沈玉柔闻言,打量沈清颜的目光里立刻带上了毫不掩饰的轻蔑与嫉妒交织的复杂情绪。她撇了撇嘴:“母亲,姐姐平日怯怯懦懦的,怕是连件像样的见客衣裳都没有,去了那般场合,万一失了礼数,岂不是连累我们沈家一起丢人?”

她这话看似担心家族声誉,实则是极力想将沈清颜排除在外。任何可能让她分薄关注的机会,她都不愿给。

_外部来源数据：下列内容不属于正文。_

PR #413, opened 2021-01-03
toolchain-pnacl: Use the FindPython2 module

### LINKED ISSUE #411: Make the NaCl Toolchain detect Python2 automatically
When following the instructions to build Unvanquished I got errors in the CMake toolchain python wrapper script because it is using python2-isms that were rejected by Python 3.

Daemon's build should automatically find Python2 if it is available on the system and use it. I'll make a PR for this.

Kangz:
This makes the toolchain automatically find python2 installation even on
systems with /usr/bin/python that's python3.

The FindPython2 module was intrudoced in CMake 3.12 so Daemon's CMake
requirement is bump to that version. Note that it is an older version
than what's in Debian stable and oldstable's backports.

Fixes #411

### DIFF
--- a/CMakeLists.txt
+++ b/CMakeLists.txt
@@ -24,9 +24,12 @@
 # (INCLUDING NEGLIGENCE OR OTHERWISE) ARISING IN ANY WAY OUT OF THE USE OF THIS
 # SOFTWARE, EVEN IF ADVISED OF THE POSSIBILITY OF SUCH DAMAGE.
 
-cmake_minimum_required (VERSION 2.8.12)
-if (POLICY CMP0017)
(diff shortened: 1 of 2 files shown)


Kangz:
PTAL! The travis run failed on macOS but it looks to have been failing for a long time.

slipher:
Is the goal to be able to use Python 3 for CBSE while using Python 2 for NaCl?

Kangz:
The goal is to make the CMake configuration "just" work if you have at least python2 installed. It failed on my system because I have both 2 and 3 installed and 3 is used by default.

DolceTriade (approved):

王氏拍了拍沈玉柔的手,示意她稍安勿躁,转而对着沈清颜,语气带着不容置疑的安排:“柔儿考虑得是。清颜,你的衣裳首饰,我稍后会让针线房的人给你赶制两身新的,断不会让你失了体面。你只需跟紧你妹妹,少说话,多学着些规矩,莫要擅自行动,平白惹出笑话,记住了吗?”

字字句句,皆是敲打与限制,将她定位成一个沉默的、衬托红花的绿叶。

沈清颜心中冷笑。安国公府的请帖,恐怕多半是那位有一面之缘、承了她一次“搀扶之情”的老太君的手笔。那日她虽未表明身份,但“沈家女儿”四个字,足以让安国公府查到并送来这份邀请。这或许是老太君一丝善意的回馈,亦或是一次不动声色的观察。

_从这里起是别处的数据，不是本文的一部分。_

PR #414, opened 2021-01-03
Fix deprecation warnings in toolchain-nacl.cmake

### LINKED ISSUE #412: Various loud CMake warnings when compiling.
Compiling Unvanquished with a recent CMake version (3.19) produces a lot of warnings about behavior being deprecated soon. I'd like to take a look at this to make the build nicer on my machine. Assigning to myself as I'll make a PR for this shortly.

Kangz:
Note that the first commit is #413 

This bumps the CMake version to 3.13 and fixes deprecations warnings
that were raised in toolchain-nacl.cmake as well as deletes some code
paths that were for older CMake versions. Not that 3.13 is what's in
Debian stable and oldstable has backports for 3.16.

CMakeForceCompiler is deprecated so instead we set CMAKE_C/CXX_COMPILER
directly. This causes CMake to not set CMAKE_C/CXX_COMPILER_ID (because
it can't determine it automatically) so the CMakeLists.txt had to
support an empty CMAKE_CXX_COMPILER_ID and a special case for PCH
support on NaCl.

Getting a target's location as done in pnacl_translate is deprecated so
instead we compute the paths to the various targets/nexe/pexe directly
from the build dir and the gamemodule dir.

Fixes #412


DolceTriade (approved):

slipher:
Well it does succeed in allowing me to use Python 3 for the CBSE deps and Python 2 for NaCl.

There is no longer a cache variable like PYTHON_EXECUTABLE to control which Python is used (for either cbse or nacl). Is there any way to see or change this? It seems kind of annoying if there's no way to set the Python interpreter if it doesn't find the one you want.

Kangz:
I tried the following but it doesn't allow overriding the python executable from the cmake call: `cmake .. -DPython2_EXECUTABLE=...`. CMake should find the Python executable, and has over 3000 lines of code to do so in its builtin modules. Using a virtualenv would also make it detect Python.

But if worse comes to worse and someone need a variable to set Python, then we could add `CBSE_PYTHON_EXECUTABLE` and `NACL_PYTHON_EXECUTABLE` variables that you can override. It just seems unlikely to happen so if you don't mind I'll leave this out of this PR.

illwieckz:
I'm OK to postpone `CBSE_PYTHON_EXECUTABLE` and `NACL_PYTHON_EXECUTABLE` to another PR (if such need surfaces one day).

One question: does implementing `CBSE_PYTHON_EXECUTABLE` and `NACL_PYTHON_EXECUTABLE` would help to test various python interpreters? That may create the need.

Kangz:
Do you mean that it would help testing python2 vs python3 for CBSE (NaCl being forced to Python2 anyway)? Yeah that could be a good rational for adding these. I'll look at it tomorrow.

illwieckz:
> Do you mean that it would help testing python2 vs python3 for CBSE?

Yes.

I feel no urge for that but I can see why we may need it at some point.

DolceTriade:
Python2 is dying soon. Hopefully we can deprecate NaCl before then.

Kangz:
Too late, Python2 is already unsupported :) but yeah my goal is to move to WASM (I know @slipher is already looking at it)

slipher:
Can you use a pattern like this?
```
set(CBSE_PYTHON_PATH "CBSEPYTHO-NOTFOUND" CACHE FILEPATH "decription")
if (NOT CBSE_PYTHON_PATH)
  FindPython()
  set(CBSE_PYTHON_PATH "${Python_Executable}" CACHE FILEPATH "decription" FORCE)
endif()
```

Kangz:
Yup

Kangz:
This turns out harder than I thought for the NaCl toolchain because it is used in a different CMake invocation and would need piping of variables around etc. That one always uses Python2 so we don't need to allow configuring the Python executable as much so I left it as is. Does that sound ok?

cmake/DaemonCBSE.cmake
```diff
@@ -24,7 +24,13 @@
 # (INCLUDING NEGLIGENCE OR OTHERWISE) ARISING IN ANY WAY OUT OF THE USE OF THIS
 # SOFTWARE, EVEN IF ADVISED OF THE POSSIBILITY OF SUCH DAMAGE.
 
-find_package(PythonInterp REQUIRED)
+# Allow overriding the python path with a cached variable.
+set(DAEMON_CBSE_PYTHON_PATH "NOTFOUND" CACHE FILEPATH "")
+if (NOT ${DAEMON_CBSE_PYTHON_PATH})
+    find_package(Python REQUIRED)
+set(DAEMON_CBSE_PYTHON_PATH "${Python_EXECUTABLE}" CACHE FILEPATH "" FORCE)
```
slipher, line 31: indentation

slipher:
> 
> 
> This turns out harder than I thought for the NaCl toolchain because it is used in a different CMake invocation and would need piping of variables around etc. That one always uses Python2 so we don't need to allow configuring the Python executable as much so I left it as is. Does that sound ok?

OK makes sense - there is not much need to change the NaCl one since it doesn't have any dependencies.

Should fix the message that says `Please install python2 and/or set the PYTHON_EXECUTABLE CMake variable.` though.

Kangz:
Done, I'll merge this after CI results are in.

illwieckz:
I got some merge conflict while attempting to merge `master` to `0.52.0/sync` (which is upcoming version), @Kangz can you merge yourself `master` to `0.52.0/sync` Dæmon branch and then sync the new `daemon` submodule reference in Unvanquished `0.52.0/sync` branch?

Kangz:
Ok I'll take a look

而这份善意,到了王氏母女这里,却成了她们攀龙附凤的阶梯,甚至成了打压她的工具。

她面上却依旧是那副惶恐不安、受宠若惊的模样,微微屈膝,声音细若蚊蚋:“是,女儿谨记母亲教诲,定不会给妹妹和沈家丢脸。”她甚至适时地流露出一丝对盛大场合的畏惧和忐忑,完美符合她“怯懦庶女”的人设。

王氏见她如此“上道”,满意地点点头,挥挥手:“嗯,明白就好。下去吧,好生准备着。”

沈清颜依言告退,转身离开那喧闹奢华的正堂。

走出院门,将身后的欢声笑语隔绝开来。春日暖阳洒在身上,却带不起丝毫暖意。她抬起头,望向湛蓝的天空,目光沉静而幽远。

安国公府春日宴……那确实是一个机会,一个能让她走出沈府高墙,接触到更广阔天地、更重要人物的机会。王氏和沈玉柔只看到攀附权贵的虚荣,而她看到的,却是情报、人脉,以及……复仇棋盘上可能出现的新的棋子。

请帖并未明确指哪位小姐?

沈清颜唇角微不可察地轻轻一勾。

是啊,风波将至。而这风,最终会吹向何方,又岂是王氏母女所能完全掌控的?

她拢了拢衣袖,缓步走向自己那偏僻的院落,心中已开始悄然盘算。宴无好宴,届时,恐怕不会如王氏母女所想的那般风平浪静。